Task requirements: Each of the entries beneath this task should be written out exactly.

Data excerpts:
PR #2141, opened 2018-01-05
Backport ruby core changes for test fixes.

hsbt:
Ruby 2.6 will change the behavior of `$SAFE` variable. 

It's part of test fixes by @MSP-Greg like https://github.com/rubygems/rubygems/pull/2139

### DIFF
--- a/test/rubygems/test_require.rb
+++ b/test/rubygems/test_require.rb
@@ -38,18 +38,6 @@ class TestGemRequire < Gem::TestCase
     assert require(path), "'#{path}' was already required"
   end
 
-  def append_latch spec
-    dir = spec.gem_dir
-    Dir.chdir dir do
-      spec.files.each do |file|
-        File.open file, 'a' do |fp|
-          fp.puts "FILE_ENTERED_LATCH.release"
-          fp.puts "FILE_EXIT_LATCH.await"
-        end
-      end
-    end
-  end
-
   # Providing -I on the commandline should always beat gems
   def test_dash_i_beats_gems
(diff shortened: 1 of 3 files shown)


test/rubygems/test_require.rb
```diff
@@ -422,9 +414,11 @@ def test_require_bundler_with_bundler_version
   end
 
   def silence_warnings
-    old_verbose, $VERBOSE = $VERBOSE, false
-    yield
-  ensure
-    $VERBOSE = old_verbose
+    begin
```
segiddins: the `begin` here shouldn't be necessary

test/rubygems/test_require.rb
```diff
@@ -106,8 +100,6 @@ def test_concurrent_require
     assert t1.join, "thread 1 should exit"
     assert t2.join, "thread 2 should exit"
   ensure
-    return if $! # skipping
-
     Object.send :remove_const, :FILE_ENTERED_LATCH
```
segiddins: should this now have an `if defined?`

test/rubygems/test_require.rb
hsbt: It's my mistake for syntax fixes. see  https://github.com/rubygems/rubygems/pull/2141/commits/abc00f1ac9fef0b3d0bc552bd1710561685f9621

test/rubygems/test_require.rb
hsbt: Thanks. It caused failure with Ruby 1.8 maybe. I added a condition.

hsbt:
@bundlerbot r+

Solution below:
PR #2141, opened 2018-01-05
Backport ruby core changes for test fixes.

hsbt:
Ruby 2.6 will change the behavior of `$SAFE` variable. 

It's part of test fixes by @MSP-Greg like https://github.com/rubygems/rubygems/pull/2139

### DIFF
--- a/test/rubygems/test_require.rb
+++ b/test/rubygems/test_require.rb
@@ -38,18 +38,6 @@ class TestGemRequire < Gem::TestCase
     assert require(path), "'#{path}' was already required"
   end
 
-  def append_latch spec
-    dir = spec.gem_dir
-    Dir.chdir dir do
-      spec.files.each do |file|
-        File.open file, 'a' do |fp|
-          fp.puts "FILE_ENTERED_LATCH.release"
-          fp.puts "FILE_EXIT_LATCH.await"
-        end
-      end
-    end
-  end
-
   # Providing -I on the commandline should always beat gems
   def test_dash_i_beats_gems
(diff shortened: 1 of 3 files shown)


test/rubygems/test_require.rb
```diff
@@ -422,9 +414,11 @@ def test_require_bundler_with_bundler_version
   end
 
   def silence_warnings
-    old_verbose, $VERBOSE = $VERBOSE, false
-    yield
-  ensure
-    $VERBOSE = old_verbose
+    begin
```
segiddins: the `begin` here shouldn't be necessary

test/rubygems/test_require.rb
```diff
@@ -106,8 +100,6 @@ def test_concurrent_require
     assert t1.join, "thread 1 should exit"
     assert t2.join, "thread 2 should exit"
   ensure
-    return if $! # skipping
-
     Object.send :remove_const, :FILE_ENTERED_LATCH
```
segiddins: should this now have an `if defined?`

test/rubygems/test_require.rb
hsbt: It's my mistake for syntax fixes. see  https://github.com/rubygems/rubygems/pull/2141/commits/abc00f1ac9fef0b3d0bc552bd1710561685f9621

test/rubygems/test_require.rb
hsbt: Thanks. It caused failure with Ruby 1.8 maybe. I added a condition.

hsbt:
@bundlerbot r+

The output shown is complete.